Thank you all in advance for your time and support 
Here is the link to my article (its in Portuguese). If you know Spanish, perhaps you can understand some of it.


Seventh Day Adventist author's questions translated to English as I received on my e-mail inbox (the brackets were added by me):



> Lucifer was a perfect being, created by God, but, since he was free [had free will] he sinned.
> 
> Respond: What does this tell you about the reality of moral liberty [or freedom] in God's universe?
> 
> Respond: What does this liberty [or freedom] reveal about God's character?


----------



## Poimen (Dec 15, 2013)

The Reformed grant that man *had* a free will: he was not coerced to sin any more than God forces anyone to sin in or day. The question is now, since the fall, does man have the ability to do good before God and believe in His Son? The answer is that our wills need to be freed from sin in order for us to do the good and believe in Christ.


----------



## monoergon (Dec 15, 2013)

Thanks Poimen.

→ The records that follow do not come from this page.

PR #7418, opened 2026-09-21
[climate_ir] Mark gree as supporting the remote receiver

itayzimet:
## Description

Marks `gree` as supporting the remote receiver in the IR Remote Climate docs table.
The `on_receive()` support added in esphome/esphome#19451 makes the existing
`receiver_id` option functional, so the empty "Supports receiver" cell would no
longer be accurate.

**Related issue (if applicable):** Not applicable

- esphome/esphome#19451

## Checklist

  or


itayzimet:
The original PR was in conflict with another - so this PR is redundant and irrelevant.

PR #4198, opened 2016-06-30
[fix bug 1263268] Update Foundation board members

craigcook:
## Description
Removes Joi Ito from the active board and adds a new category for emeritus members, comprising Joi Ito and Mitch Kapor. Includes some copy changes but these pages aren't localized.

## Bugzilla link
https://bugzilla.mozilla.org/show_bug.cgi?id=1263268


alexgibson:
LGTM, r+ 📷

bedrock/mozorg/templates/mozorg/about/leadership.html
```diff
@@ -13,7 +13,7 @@
   <h1 class="title-shadow-box">{{ _('Leadership') }}</h1>
 
   <p>
-  {{ _('Our leadership team is made up of both paid staff and volunteers who represent a breadth of experience and expertise in building products that people love and empowering communities to make a significant impact on the project and in the world.') }}
+  {{ _('Our leadership team is made up of both paid staff and volunteers with expertise building products and empowering communities.') }}
```
flodolo: CC @peiying2
This change landed without ever being flagged for l10n 👎 

Result: we have a half translated paragraph in all localized pages.

flodolo:
Need to fix both the paragraph and `Emeritus Board Members`

alexgibson:
Sorry @flodolo - I wasn't aware we localized this page, since we don't normally use l10n tags when making updates to the tempate. Will make sure to block merging next time before checking.

flodolo:
We do localize it, but clearly can't hide new members, so we never used tags. 
For the first paragraph it would have definitely made sense to use one.

alexgibson:
Would it help if I did a quick PR to add a tag on the paragraph?

craigcook:
I also didn't realize this page was localized so I didn't flag it. Sorry :/

flodolo:
To clarify: the one localized is `mozorg/about/leadership.html`, which is not mentioned in the title, and that's also another reason I missed it completely.

PR #4199, opened 2016-06-30
Do student ambassadors basket update with one call

pmac:
Basket now supports adding all of the data necessary for the FSA form in a single subscribe call. Let's do that as the old way is error prone.

### DIFF
--- a/bedrock/mozorg/forms.py
+++ b/bedrock/mozorg/forms.py
@@ -17,7 +17,6 @@ from django.utils.safestring import mark_safe
 from localflavor.us.us_states import STATE_CHOICES
 
 import basket
-from basket.base import request
 
 from lib.l10n_utils.dotlang import _
 from lib.l10n_utils.dotlang import _lazy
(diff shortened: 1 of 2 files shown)


pmac:
@jgmize r?

jgmize:
code changes and unit test coverage lgtm, but do we have integration test coverage for this or do we need to do manual e2e testing?

pmac:
I've validated the call in my local instance to my satisfaction against basket prod. I'm happy to push a demo but this seems to work and isn't a high priority thing. We don't have any automated tests that actually call to basket so that we don't gum up SFDC with a bunch of test contacts. We can and probably should look into that and basket is in a better place now to mark testing as such. Since it looks okay and works for me I'd be happy if we did a spot check on stage after merge.

jgmize:
> 

I've validated the call in my local instance to my satisfaction against basket prod. I'm happy to push a demo but this seems to work and isn't a high priority thing. We don't have any automated tests that actually call to basket so that we don't gum up SFDC with a bunch of test contacts. We can and probably should look into that and basket is in a better place now to mark testing as such. Since it looks okay and works for me I'd be happy if we did a spot check on stage after merge.

fair enough. r+, feel free to merge and spot check on stage when you have the time.

pmac:
Thanks! 🎆

pmac:
Tested and working on stage. Thanks again @jgmize. It's ready for prod any time.

PR #4200, opened 2016-07-01
Don't generate headless tests when running IE SauceLabs jobs

alexgibson:
This should avoid generating headless tests before collection when they're not needed. e.g:

https://ci.us-west.moz.works/job/bedrock_integration_tests_runner/6822/


alexgibson:
@jgmize - r? 

As far as I can tell this should work (locally I ran `-m "sanity and not headless"  --collect-only`)

PR #4201, opened 2016-07-01
[fix bug 1283208] Updates to home page concept A

craigcook:
## Description
A few updates to home page concept A:
* update nav to "Powered by People"
* update copy in Firefox section
* add image to intro slider
* move/animate survey message

The survey message pops up from the bottom when you scroll down to the Firefox section, and slides down again if you scroll back up.

## Bugzilla link
https://bugzilla.mozilla.org/show_bug.cgi?id=1283208


craigcook:
@jpetto r? when you have a moment. And please let me know if any of the survey changes here are going to really screw with concept B and we can find a happy medium.

media/js/mozorg/home/home-a.js
```diff
@@ -115,6 +116,25 @@
...
         });
+
+        surveyWaypoint = new Waypoint({
+            element: '#firefox',
+            handler: function(direction) {
+                var $surveyMsg = $('#survey-message');
+                if ($surveyMsg.length) {
+                    if (direction === 'down') {
+                        // slide up when scrolling down
+                        $surveyMsg.addClass('stuck').css({ bottom: '-' + $surveyMsg.height() + 'px' }).animate({ bottom: '0' }, 500);
```
jpetto: Instead of asking the browser to calculate the height of the element (which is expensive), I'd recommend just picking a large enough static value and sticking to that. Looks like the element is about 38px tall, so if you just say the offset is like 90px, you'd be pretty safe at both one and two lines of text.

media/js/mozorg/home/home-a.js
```diff
@@ -115,6 +116,25 @@
...
+                    } else if (direction === 'up') {
+                        // slide down when scrolling up, then unstick
+                        $surveyMsg.animate({ bottom: '-' + $surveyMsg.height() + 'px' }, 500, function() {
+                            $surveyMsg.removeClass('stuck').removeAttr('style');
```
jpetto: As removing the `stuck` class reverts to `display: none;`, I don't think you need to worry about removing the `style` attribute.

jpetto:
A couple small performance suggestions, but otherwise looking good. r+wc

craigcook:
I think we're going to do a final quick review on a demo server before merging this though I don't expect any significant changes. Marking Do Not Merge for the moment.

jpetto:
LGTM! 📟

PR #4202, opened 2016-07-04
Update Selenium client to v2.53.6

alexgibson:
## Description
- Updates Selenium client to 2.53.6 (fixes an [issue running tests in Firefox 47.0](https://github.com/SeleniumHQ/selenium/issues/2110)).

## Testing
- Should work again in Firefox 47.0.1.


alexgibson:
@davehunt r?

davehunt:
r+ though you'll also need to update the server component to run tests against Firefox 47 in the pipeline, and at present this is not available via the docker images.

alexgibson:
> r+ though you'll also need to update the server component to run tests against Firefox 47 in the pipeline, and at present this is not available via the docker images.

We're currently [pinned to Firefox 45](https://github.com/mozilla/bedrock/blob/master/docker/jenkins/properties/integration_tests/per_push/firefox.properties#L3) in our automation and I don't expect this to change before we switch to Marionette. I believe this is the same for the docker images.

This is mainly just to get local testing working again, but with the above in mind, are there any other reasons why updating the client here could be problematic?

davehunt:
Nope, updating the client is a good idea, and Firefox 45 is ESR so it still supported by Selenium. I'm hoping to get the docker images updated once I can include Marionette support, which should make switching relatively easy.

PR #4208, opened 2016-07-07
Skip partnerships form submission test

alexgibson:
## Description
- Skips the `/about/partnerships` form submission test since this is now routed to a Google Group and can't be filtered. When time allows I'd like to find a solution (similar to our basket functional tests perhaps) that allow us to non-destructively test this form so we don't lose coverage for this page.

### DIFF
--- a/tests/functional/test_partnerships.py
+++ b/tests/functional/test_partnerships.py
@@ -8,6 +8,7 @@ from selenium.common.exceptions import TimeoutException
 from pages.partnerships import PartnershipsPage
 
 
+@pytest.mark.skipif(reason='Need to find a non-destructive solution for testing submission of form')
 @pytest.mark.nondestructive
 def test_request_partnership(base_url, selenium):
     page = PartnershipsPage(selenium, base_url).open()


alexgibson:
@pmac r?

Would also appreciate your thoughts on what we might be able to do longer term here to re-enable the test.

pmac:
What if instead of skipping the test we put a short circuit in the view code where if the email address submitted is our standard `success@example.com` then it does everything but send the email? That'd be pretty easy and we could just do it instead.

alexgibson:
> What if instead of skipping the test we put a short circuit in the view code where if the email address submitted is our standard success@example.com then it does everything but send the email? That'd be pretty easy and we could just do it instead.

I would like to do this very much, but it might have to wait until I have more time (probably next week)

pmac:
I can knock it out now. I'll have a PR shortly.

alexgibson:
> I can knock it out now. I'll have a PR shortly. 

Thanks @pmac - I owe you 🍺

alexgibson:
Closing in favor of #4210

PR #4210, opened 2016-07-07
Send no email for @example.com addresses

pmac:
Partnership form should not send the email if the submitted address is at example.com. This is a reserved testing domain and will never have valid email accounts. This is specifically so that the selenium tests for this page will not send mail to the list for these tests.


pmac:
@alexgibson look okay? I think this should work.

pmac:
potential replacement for #4208.

alexgibson:
Looks good to me, thanks for the quick assist @pmac! r+ (just waiting on Circle)

PR #4212, opened 2016-07-08
[fix bug 1282732] Redesign /plugincheck page

alexgibson:
## Description
- Redesigned /plugincheck page to focus on updating Flash / Silverlight and encouraging users to update their Firefox if out of date.

## Bugzilla link
https://bugzilla.mozilla.org/show_bug.cgi?id=1282732

## Testing
https://bedrock-demo-agibson.us-west.moz.works/en-US/plugincheck/
- Test with & without Flash / Silverlight installed.
- Test out of date Firefox.
- Test non-Firefox.
- Test with out of date / vulnerable plugin status (I used mock data rather than spend time finding old plugins. Can assist with this if needed).
- Test no plugins.
- Test JS disabled.
- Test RTL and non English locales.

## Checklist
- [x] Requires l10n changes.


alexgibson:
Still need to confirm that strings are final, but will hopefully do that today.

alexgibson:
@peiying2 - Got confirmation in the bug that strings here are final.

alexgibson:
Adding a do-not-merge just until we get confirmation that strings all look OK for l10n, but this is still considered "final" and good for code review.

bedrock/mozorg/templates/mozorg/plugincheck-redesign.html
```diff
@@ -0,0 +1,226 @@
...
+{% endblock %}
+
+{% block site_header_logo %}{% endblock %}
+
+{% block content %}
+<main role="main">
+  <header class="container">
+      <h1 class="large">{{_('Check Your Plugins')}}</h1>
+      <p class="tagline">{{_('Plugins power the videos, animations and games in your Firefox. Keep an eye on their status and keep them up to date.')}}</p>
+      <p>{{_('Be sure to restart your Firefox after making all recommended updates.')}}</p>
```
jpetto: Small nit - indentation.

bedrock/mozorg/templates/mozorg/plugincheck-redesign.html
```diff
@@ -0,0 +1,226 @@
...
+    {{ download_firefox(dom_id="out-of-date-download-button") }}
+  </section>
+
+  <section id="not-supported-container" class="message-box container hidden">
+    <h2>{{_('Currently the plugin check service is only available to Firefox users on desktop and Android.')}}</h2>
+    {{ download_firefox(dom_id="not-supported-download-button") }}
+  </section>
+
+  <section id="enable-js-container" class="message-box container">
+      <h2>{{_('Please turn on JavaScript to display this page correctly.')}}</h2>
```
jpetto: ➡️

media/css/plugincheck/plugincheck-redesign.less
```diff
@@ -0,0 +1,602 @@
...
+        margin-bottom: -120px;
+    }
+
+    #plugin-status-container {
+        padding-top: 120px;
+    }
+}
+
+#enable-js-container {
+    h2 {
```
jpetto: Nit - unnecessary nesting.

media/css/plugincheck/plugincheck-redesign.less
```diff
@@ -0,0 +1,602 @@
...
+    }
+
+    .status-unknown {
+        .plugin-status-detail {
+            width: 80%;
+        }
+    }
+
+    .status-up-to-date {
+        .plugin-status-status {
```
jpetto: Nits - unnecessary nesting here and above.

media/css/plugincheck/plugincheck-redesign.less
```diff
@@ -0,0 +1,602 @@
...
+        display: inline-block;
+
+        &:first-child {
+            margin-right: 1em;
+        }
+    }
+}
+
+.html-rtl #sec-plugin-featured {
+    .plugin-meta span:first-child {
```
jpetto: Nit - nesting.

media/css/plugincheck/plugincheck-redesign.less
```diff
@@ -0,0 +1,602 @@
...
+
+            @media only screen and (max-width: @breakDesktop) {
+                .font-size(24px);
+            }
+        }
+
+        // overrides styles from fxnewsletter-subscribe.less
+        #newsletter-form-thankyou {
+            float: none;
+            margin-left: auto;
```
jpetto: Superfluous `margin-left` here?

media/css/plugincheck/plugincheck-redesign.less
```diff
@@ -0,0 +1,602 @@
...
+        content:'\2630 ';
+    }
+
+    span.menurev:after {
+        content:' \2630';
+    }
+}
+
+html[lang|="en"] {
+    .plugin-faq-container h2 {
```
jpetto: Nesting?

alexgibson: Will fix the nesting, although sometimes I think readability becomes harder one one line (we can chew over that another time 😄 ).

jpetto:
Would the Fx logos in `/img/firefox/common/` work (as opposed to those added to `/img/firefox/template/`)?

No problem if not - just trying to mitigate moar logos.

alexgibson:
> Would the Fx logos in /img/firefox/common/ work (as opposed to those added to /img/firefox/template/)?

Ooh I didn't look in `/common`. Very much favor not adding more 👍

media/css/plugincheck/plugincheck-redesign.less
jpetto: Totally agree in some situations. That's why I put a question mark on this one - I began doubting my nit-picking. 😉 

I will not argue if you think it's more readable as-is. Mostly pointing out for consistency.

alexgibson: In some of the cases you called out here it is most certainly unnecessary still, so thanks for pointing out.

media/js/plugincheck/check-plugins-redesign.js
```diff
@@ -0,0 +1,327 @@
...
+        var outdatedPluginsBody = $('#plugin-outdated');
+        var outdatedPluginsHtml = '';
+        var unknownPluginsSection = $('#sec-plugin-unknown');
+        var unknownPluginsBody = $('#plugin-unknown');
+        var unknownPluginsHtml = '';
+        var upToDatePluginsSection = $('#sec-plugin-uptodate');
+        var upToDatePluginsBody = $('#plugin-uptodate');
+        var upToDatePluginsHtml = '';
+
+        // If the latest response from the service was a vulnerable plugin,
```
jpetto: Should be "was a featured plugin"?

jpetto:
screen shot 2016-07-08 at 12 07 36 pm

I know it follows the wireframes, and I don't mean to step on toes, but a couple things seem off about the layout here:

1. All text is centered until you get to the featured plugins. Not a huge deal, but looks a little sloppy.
2. The "All plugins" text/plus sign are really far apart (on desktop) and aren't obviously interactable (did I just make up a word?). Maybe the plus should be next to the "All plugins" text? The bright blue of the newsletter signup doesn't help things here, as the eye is drawn to the heavy color (and away from the itty little plus sign off to the right).

alexgibson:
Yeah we've had minimal design input here. I'll relay your comments to Holly (some but not all we've discussed already).

alexgibson:
The other concern I have currently is that we could be hiding a potentially vulnerable plugin behind an expandable section. I would like to not collapse it at all, but it might take some persuasion. Will see what I can make happen.

media/js/plugincheck/check-plugins-redesign.js
```diff
@@ -0,0 +1,327 @@
...
+        var featuredPluginsHtml = '';
+        var outdatedPluginsSection = $('#sec-plugin-outdated');
+        var outdatedPluginsBody = $('#plugin-outdated');
+        var outdatedPluginsHtml = '';
+        var unknownPluginsSection = $('#sec-plugin-unknown');
+        var unknownPluginsBody = $('#plugin-unknown');
+        var unknownPluginsHtml = '';
+        var upToDatePluginsSection = $('#sec-plugin-uptodate');
+        var upToDatePluginsBody = $('#plugin-uptodate');
+        var upToDatePluginsHtml = '';
```
jpetto: As this function is called multiple times, would it be better to declare the section & body vars outside (so they don't get re-declared on each call)?

Also, since there's only ever one chunk of HTML created per plugin, could we just use a single, general HTML container var instead of declaring one for each status?

alexgibson: Good suggestion :+1:

media/js/plugincheck/tmpl/plugincheck-redesign.ui.tmpl.js
```diff
@@ -0,0 +1,45 @@
+/* exported featuredPluginsTmpl, otherPluginsTmpl, unknownPluginsTmpl */
+
```
jpetto: Just out of curiosity, are these template strings generated by something (I see that `exported` comment above...)? Or do we code by hand?

jpetto:
Tested in all scenarios listed and didn't notice any visual/functional issues.

A few small cleanup suggestions, but nothing major. Hopefully we can fix up the UI just a little prior to merge.

Happy to give another quick/final(?) look on Monday.

media/js/plugincheck/tmpl/plugincheck-redesign.ui.tmpl.js
alexgibson: These are exceptions for ESLint parsing, which need to be generated manually. Really we shouldn't be passing round global variables like this, which is why it complains. I'm not going to the effort of fixing this here since it's only related to this one page (plugincheck is also to become deprecated in the future anyway).

alexgibson:
Cleanups made, although I still need to address the UI feedback once Holly is available a little later today.

alexgibson:
Pushed another commit that addresses some of the UI cleanup issues (after some discussion with Holly):

- Featured plugins heading is now left aligned and styled to be consistent with other plugin table headings
- Accordion expand icons (plus + signs) now use default positioning and styling.
- If a plugin in the collapsed "All Plugins" section has a class of 'vulnerable', show a status/plugin count in the accordion header to alert the user.

jpetto:
Code changes are 👌. UI is definitely improved. r+

jpetto:
We ready to merge after a squash?

alexgibson:
I think this has been reviewed enough by those involved already so I think we're pretty safe to merge. Squashed! 👍

PR #4215, opened 2016-07-11
[fix bug 1282718] Create animated version of /new forest download page

alexgibson:
## Description
- Enables animation for the /new download page.
- Animation is being A/B tested against the static version to make sure it does not distract users from clicking the green button.

## Bugzilla link
https://bugzilla.mozilla.org/show_bug.cgi?id=1282718

## Testing
Demo: https://bedrock-demo-agibson.us-west.moz.works/en-US/firefox/new/?v=1
- Animated version is accessible via `?v=1` on scene1.
- Animation uses progressive enhancement via `@supports`, so it only runs on modern browsers. I've tested in latest Firefox, Chrome, Safari, Edge and Opera and seems good.

## Checklist
- [ ] Requires l10n changes.


media/css/firefox/new/horizon/scene1.less
```diff
@@ -8,94 +8,106 @@
...
+ * Specific CSS applied when unprefixed animations, unprefixed transformations
+ * and CSS filter effects are supported.
+ */
+@supports (animation-name: sunrise) and (transform:translateY(120px)) and (filter:brightness(60%)) {
+    .horizonAnimation;
+}
+
+/**
+ * We need to repeat this block as YUI Compressor does not handle 'or' conditionals
+ * correctly when minifying :(
```
jpetto: Bummer!

jpetto:
First of all, this animation looks spectacular. 👏 👏 👏 

Code all looks good, too. Pretty simple way to achieve a really, really nice result.

My only (personal, non-scientific) suggestion would be to speed up the first half of the animation. I think the timing on the highlights is perfect, but before that could use almost a 2x speed increase.

Just a thought. Nothing blocking merging as far as I'm concerned. Happy to push the green button if we're ready. 😄

alexgibson:
Thanks @jpetto!

> My only (personal, non-scientific) suggestion would be to speed up the first half of the animation. I think the timing on the highlights is perfect, but before that could use almost a 2x speed increase.

After what it took to get this animation approved from both Ty and people higher up in creative, I'm not going to touch it any further (with a barge-pole). But you comments are welcome nonetheless 😆 

I'm good for this to merge if all else looks ok on your end 👍

PR #4216, opened 2016-07-11
Fix Bug 1285654 - Updates to policies and notices

kyoshino:


alexgibson:
Thanks again @kyoshino! r+ 🍃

I didn't know whether or not Lucifer's and Adam's will were free. Do you know any good Reformed online articles that talk about Lucifer's and Adam's free will?


----------



## Poimen (Dec 15, 2013)

With regards to Adam's will, I would suggest a commentary on the Westminster Confession of Faith, Chapters 4,6&9. Robert Shaw's is available here. A comprehensive discussion on Chapter 4 may also include some exposition of Satan's will.


----------



## Andres (Dec 16, 2013)

Something helpful to remember:

Before the fall - man can choose either to obey God or to sin against God
After the fall - man can only choose to disobey God 
After regeneration - man can choose to obey God or disobey God
After glorification - man can only choose to obey God 

I don't know how Lucifer's will comes into play in all this - the Scriptures seem to be silent on Lucifer's will so instead focus on what we know from Scripture, which is how God deals with man.


----------



## SolaSaint (Dec 16, 2013)

Have you ever read "The Reformed Doctrine of Predestination" by Loraine Boettner? I highly suggest it.


----------



## monoergon (Dec 16, 2013)

I haven't read it yet, but I'll check it out. Thanks


----------



## Scott1 (Dec 17, 2013)

"What is Reformed Theology?" RC Sproul.
Still, no charge for the on-line course, this will be helpful.

What Is Reformed Theology? Teaching Series by Dr. R.C. Sproul from Ligonier Ministries


----------



## reaganmarsh (Dec 17, 2013)

SolaSaint said:


> Have you ever read "The Reformed Doctrine of Predestination" by Loraine Boettner? I highly suggest it.



I second this recommendation.


----------



## GloriousBoaz (Dec 18, 2013)

I was a little way into Calvin's Calvinism, it is cheap on kindle (possibly find it for free) does anyone else think this would help or is Boettner a better start for predestination? And what about Gill's "The Cause of God and Truth" for some reason that popped into my head, useful? Or is that more just on defending the doctrines of grace? I don't know how detailed his tackling of predestination is. I will say that Curt Daniel's lectures on Calvinism its history and theology are amazing! "The History and Theology of Calvinism" by Curt Daniel


----------